■ Exercise objective
If a line includes "which", copy it out of the entries.

■ Dataset entries

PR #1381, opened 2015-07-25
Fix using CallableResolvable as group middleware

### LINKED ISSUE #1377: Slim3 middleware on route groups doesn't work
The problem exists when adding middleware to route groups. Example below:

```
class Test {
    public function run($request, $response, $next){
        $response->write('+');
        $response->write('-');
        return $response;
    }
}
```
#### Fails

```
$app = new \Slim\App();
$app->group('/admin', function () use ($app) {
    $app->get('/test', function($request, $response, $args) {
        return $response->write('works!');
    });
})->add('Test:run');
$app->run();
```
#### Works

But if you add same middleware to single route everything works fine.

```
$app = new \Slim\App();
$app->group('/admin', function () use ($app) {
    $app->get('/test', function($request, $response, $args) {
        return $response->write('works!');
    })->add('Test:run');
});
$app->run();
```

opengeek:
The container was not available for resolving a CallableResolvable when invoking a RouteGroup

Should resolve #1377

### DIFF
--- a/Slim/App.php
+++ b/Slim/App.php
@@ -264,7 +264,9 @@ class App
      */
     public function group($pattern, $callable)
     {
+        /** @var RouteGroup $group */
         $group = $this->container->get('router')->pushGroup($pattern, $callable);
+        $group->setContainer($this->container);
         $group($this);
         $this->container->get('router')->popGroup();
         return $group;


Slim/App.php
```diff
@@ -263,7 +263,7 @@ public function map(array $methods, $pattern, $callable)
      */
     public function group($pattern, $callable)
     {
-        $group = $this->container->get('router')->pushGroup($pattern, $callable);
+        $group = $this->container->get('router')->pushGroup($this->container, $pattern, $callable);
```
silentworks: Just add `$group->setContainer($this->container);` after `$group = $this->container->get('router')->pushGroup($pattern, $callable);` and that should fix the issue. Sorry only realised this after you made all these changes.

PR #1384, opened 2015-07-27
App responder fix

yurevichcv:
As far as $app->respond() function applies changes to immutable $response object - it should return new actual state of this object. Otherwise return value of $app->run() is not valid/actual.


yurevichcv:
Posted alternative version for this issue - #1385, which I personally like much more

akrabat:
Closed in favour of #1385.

---

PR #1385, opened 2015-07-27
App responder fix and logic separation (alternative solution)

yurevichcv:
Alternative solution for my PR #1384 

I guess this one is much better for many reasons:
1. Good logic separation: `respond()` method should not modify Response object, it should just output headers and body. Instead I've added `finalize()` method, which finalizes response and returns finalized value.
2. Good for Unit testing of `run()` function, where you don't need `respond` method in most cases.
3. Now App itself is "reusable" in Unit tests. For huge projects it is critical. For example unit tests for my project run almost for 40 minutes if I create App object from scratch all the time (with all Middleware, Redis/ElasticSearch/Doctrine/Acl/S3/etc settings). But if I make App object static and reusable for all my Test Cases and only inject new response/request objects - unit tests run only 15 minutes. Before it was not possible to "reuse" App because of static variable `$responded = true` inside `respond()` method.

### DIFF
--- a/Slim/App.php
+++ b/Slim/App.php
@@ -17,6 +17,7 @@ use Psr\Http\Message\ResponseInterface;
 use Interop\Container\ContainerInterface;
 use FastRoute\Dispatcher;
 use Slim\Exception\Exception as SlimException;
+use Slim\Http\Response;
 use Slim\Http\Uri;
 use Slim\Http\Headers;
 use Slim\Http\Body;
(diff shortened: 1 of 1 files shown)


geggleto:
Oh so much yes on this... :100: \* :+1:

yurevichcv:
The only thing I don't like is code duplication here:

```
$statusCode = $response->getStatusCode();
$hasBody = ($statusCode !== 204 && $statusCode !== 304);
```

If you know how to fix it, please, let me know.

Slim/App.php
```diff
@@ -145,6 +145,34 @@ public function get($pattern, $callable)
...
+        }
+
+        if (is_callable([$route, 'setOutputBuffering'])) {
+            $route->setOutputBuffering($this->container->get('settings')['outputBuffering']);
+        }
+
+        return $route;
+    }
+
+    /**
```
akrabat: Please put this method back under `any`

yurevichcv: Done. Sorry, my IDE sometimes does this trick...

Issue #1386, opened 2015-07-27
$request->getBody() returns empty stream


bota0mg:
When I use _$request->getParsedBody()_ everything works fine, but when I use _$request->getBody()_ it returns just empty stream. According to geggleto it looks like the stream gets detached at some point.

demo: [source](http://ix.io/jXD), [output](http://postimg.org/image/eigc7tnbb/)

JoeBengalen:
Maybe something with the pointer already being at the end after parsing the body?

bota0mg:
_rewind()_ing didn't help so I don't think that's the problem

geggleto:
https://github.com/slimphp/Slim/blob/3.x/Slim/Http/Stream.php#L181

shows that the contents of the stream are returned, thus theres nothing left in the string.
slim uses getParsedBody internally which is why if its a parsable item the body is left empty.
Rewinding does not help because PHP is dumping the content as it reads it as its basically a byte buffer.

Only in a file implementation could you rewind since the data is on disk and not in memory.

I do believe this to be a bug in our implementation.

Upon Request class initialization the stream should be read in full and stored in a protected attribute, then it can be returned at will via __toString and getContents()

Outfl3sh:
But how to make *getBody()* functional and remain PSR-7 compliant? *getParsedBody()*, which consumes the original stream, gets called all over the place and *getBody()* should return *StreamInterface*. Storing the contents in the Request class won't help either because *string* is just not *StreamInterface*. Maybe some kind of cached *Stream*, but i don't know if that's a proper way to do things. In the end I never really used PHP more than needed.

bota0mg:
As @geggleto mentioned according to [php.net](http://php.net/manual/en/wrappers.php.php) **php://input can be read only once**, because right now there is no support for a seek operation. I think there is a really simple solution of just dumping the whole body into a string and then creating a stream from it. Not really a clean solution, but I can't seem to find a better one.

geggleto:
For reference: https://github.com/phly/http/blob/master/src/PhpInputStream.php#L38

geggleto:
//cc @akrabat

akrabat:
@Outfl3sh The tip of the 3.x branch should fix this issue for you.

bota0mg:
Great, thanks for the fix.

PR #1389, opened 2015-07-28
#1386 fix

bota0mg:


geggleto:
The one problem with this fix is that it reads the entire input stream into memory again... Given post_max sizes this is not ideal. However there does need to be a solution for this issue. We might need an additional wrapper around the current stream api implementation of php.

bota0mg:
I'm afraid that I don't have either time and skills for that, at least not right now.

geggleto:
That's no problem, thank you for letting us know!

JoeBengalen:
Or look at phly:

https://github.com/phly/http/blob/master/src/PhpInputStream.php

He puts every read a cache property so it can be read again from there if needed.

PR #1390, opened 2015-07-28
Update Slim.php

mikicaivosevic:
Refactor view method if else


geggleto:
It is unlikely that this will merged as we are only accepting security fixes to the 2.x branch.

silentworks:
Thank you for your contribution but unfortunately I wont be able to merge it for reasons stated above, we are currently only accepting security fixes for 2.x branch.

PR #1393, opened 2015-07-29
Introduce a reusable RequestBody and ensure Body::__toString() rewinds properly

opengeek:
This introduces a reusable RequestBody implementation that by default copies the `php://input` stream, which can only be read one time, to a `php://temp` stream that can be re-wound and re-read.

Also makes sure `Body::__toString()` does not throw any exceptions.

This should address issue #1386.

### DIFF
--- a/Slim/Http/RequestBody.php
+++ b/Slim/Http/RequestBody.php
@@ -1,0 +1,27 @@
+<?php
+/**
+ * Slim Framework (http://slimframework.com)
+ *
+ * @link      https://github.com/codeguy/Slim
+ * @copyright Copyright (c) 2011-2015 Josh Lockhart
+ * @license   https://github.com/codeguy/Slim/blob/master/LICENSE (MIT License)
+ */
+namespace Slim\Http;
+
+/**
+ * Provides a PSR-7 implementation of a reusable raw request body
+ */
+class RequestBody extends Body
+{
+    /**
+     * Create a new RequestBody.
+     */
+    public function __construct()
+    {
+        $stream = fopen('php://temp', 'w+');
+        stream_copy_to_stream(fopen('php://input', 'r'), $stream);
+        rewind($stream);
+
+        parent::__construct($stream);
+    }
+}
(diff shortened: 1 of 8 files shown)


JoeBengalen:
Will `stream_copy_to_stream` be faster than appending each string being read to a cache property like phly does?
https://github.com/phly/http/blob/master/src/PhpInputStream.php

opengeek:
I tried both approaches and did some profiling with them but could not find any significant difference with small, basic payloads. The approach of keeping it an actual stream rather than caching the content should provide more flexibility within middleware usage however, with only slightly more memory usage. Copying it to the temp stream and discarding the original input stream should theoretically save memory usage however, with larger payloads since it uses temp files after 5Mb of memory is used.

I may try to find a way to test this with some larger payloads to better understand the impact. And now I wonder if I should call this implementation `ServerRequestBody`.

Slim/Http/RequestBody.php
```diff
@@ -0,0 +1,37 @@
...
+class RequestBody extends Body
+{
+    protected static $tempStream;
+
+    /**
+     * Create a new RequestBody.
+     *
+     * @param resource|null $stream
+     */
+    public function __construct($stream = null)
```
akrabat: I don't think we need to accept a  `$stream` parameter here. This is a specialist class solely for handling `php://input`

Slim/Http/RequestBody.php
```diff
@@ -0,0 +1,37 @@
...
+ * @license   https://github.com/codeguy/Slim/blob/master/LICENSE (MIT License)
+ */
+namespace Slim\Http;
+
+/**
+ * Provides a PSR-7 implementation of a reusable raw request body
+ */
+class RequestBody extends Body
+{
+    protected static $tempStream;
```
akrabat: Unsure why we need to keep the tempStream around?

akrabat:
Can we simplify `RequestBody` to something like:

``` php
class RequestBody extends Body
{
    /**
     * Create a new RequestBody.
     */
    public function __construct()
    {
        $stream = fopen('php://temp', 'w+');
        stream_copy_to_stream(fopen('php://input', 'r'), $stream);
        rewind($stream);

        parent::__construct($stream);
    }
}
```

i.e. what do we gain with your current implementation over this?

■ Result below
Posted alternative version for this issue - #1385, which I personally like much more
1. Good logic separation: `respond()` method should not modify Response object, it should just output headers and body. Instead I've added `finalize()` method, which finalizes response and returns finalized value.
slim uses getParsedBody internally which is why if its a parsable item the body is left empty.
But how to make *getBody()* functional and remain PSR-7 compliant? *getParsedBody()*, which consumes the original stream, gets called all over the place and *getBody()* should return *StreamInterface*. Storing the contents in the Request class won't help either because *string* is just not *StreamInterface*. Maybe some kind of cached *Stream*, but i don't know if that's a proper way to do things. In the end I never really used PHP more than needed.
This introduces a reusable RequestBody implementation that by default copies the `php://input` stream, which can only be read one time, to a `php://temp` stream that can be re-wound and re-read.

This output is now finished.